◆ What you have to do ◆
Word for word, the records below are to be set down again.

Collected data
PR #18002, opened 2023-02-21
Buffs changeling chameleon

ynot01:

Felt silly that they just get the regular mutation that anyone else can get but have to pay for it

Changeling Chameleon:
- Acts twice as fast as normal chameleon
- Cannot be mutadoned or duplicated
- Only removes partial invisibility when moving
- Still removes invisibility entirely if you click on something

# Changelog

:cl:  
tweak: Buffed changeling chameleon ability to work faster
/:cl:

### DIFF
--- a/code/modules/antagonists/changeling/powers/chameleon_skin.dm
+++ b/code/modules/antagonists/changeling/powers/chameleon_skin.dm
@@ -1,7 +1,7 @@
 /datum/action/changeling/chameleon_skin
 	name = "Chameleon Skin"
 	desc = "Our skin pigmentation rapidly changes to suit our current environment. Costs 25 chemicals."
-	helptext = "Allows us to become invisible after a few seconds of standing still. Can be toggled on and off."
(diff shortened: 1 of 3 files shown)


code/modules/antagonists/changeling/powers/chameleon_skin.dm
```diff
@@ -1,7 +1,7 @@
 /datum/action/changeling/chameleon_skin
 	name = "Chameleon Skin"
 	desc = "Our skin pigmentation rapidly changes to suit our current environment. Costs 25 chemicals."
-	helptext = "Allows us to become invisible after a few seconds of standing still. Can be toggled on and off."
+	helptext = "Allows us to become invisible after a few seconds of standing still. Can be toggled on and off. Better than the mutation."
```
Hopekz, line 4: This is weirdly worded imo.
Relies on the user having knowledge on something they might have never seen yet.

Moltijoe (approved):
Code works checks out, but yeah, should probably have better helptext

◆ Expected answer ◆
PR #18002, opened 2023-02-21
Buffs changeling chameleon

ynot01:

Felt silly that they just get the regular mutation that anyone else can get but have to pay for it

Changeling Chameleon:
- Acts twice as fast as normal chameleon
- Cannot be mutadoned or duplicated
- Only removes partial invisibility when moving
- Still removes invisibility entirely if you click on something

# Changelog

:cl:  
tweak: Buffed changeling chameleon ability to work faster
/:cl:

### DIFF
--- a/code/modules/antagonists/changeling/powers/chameleon_skin.dm
+++ b/code/modules/antagonists/changeling/powers/chameleon_skin.dm
@@ -1,7 +1,7 @@
 /datum/action/changeling/chameleon_skin
 	name = "Chameleon Skin"
 	desc = "Our skin pigmentation rapidly changes to suit our current environment. Costs 25 chemicals."
-	helptext = "Allows us to become invisible after a few seconds of standing still. Can be toggled on and off."
(diff shortened: 1 of 3 files shown)


code/modules/antagonists/changeling/powers/chameleon_skin.dm
```diff
@@ -1,7 +1,7 @@
 /datum/action/changeling/chameleon_skin
 	name = "Chameleon Skin"
 	desc = "Our skin pigmentation rapidly changes to suit our current environment. Costs 25 chemicals."
-	helptext = "Allows us to become invisible after a few seconds of standing still. Can be toggled on and off."
+	helptext = "Allows us to become invisible after a few seconds of standing still. Can be toggled on and off. Better than the mutation."
```
Hopekz, line 4: This is weirdly worded imo.
Relies on the user having knowledge on something they might have never seen yet.

Moltijoe (approved):
Code works checks out, but yeah, should probably have better helptext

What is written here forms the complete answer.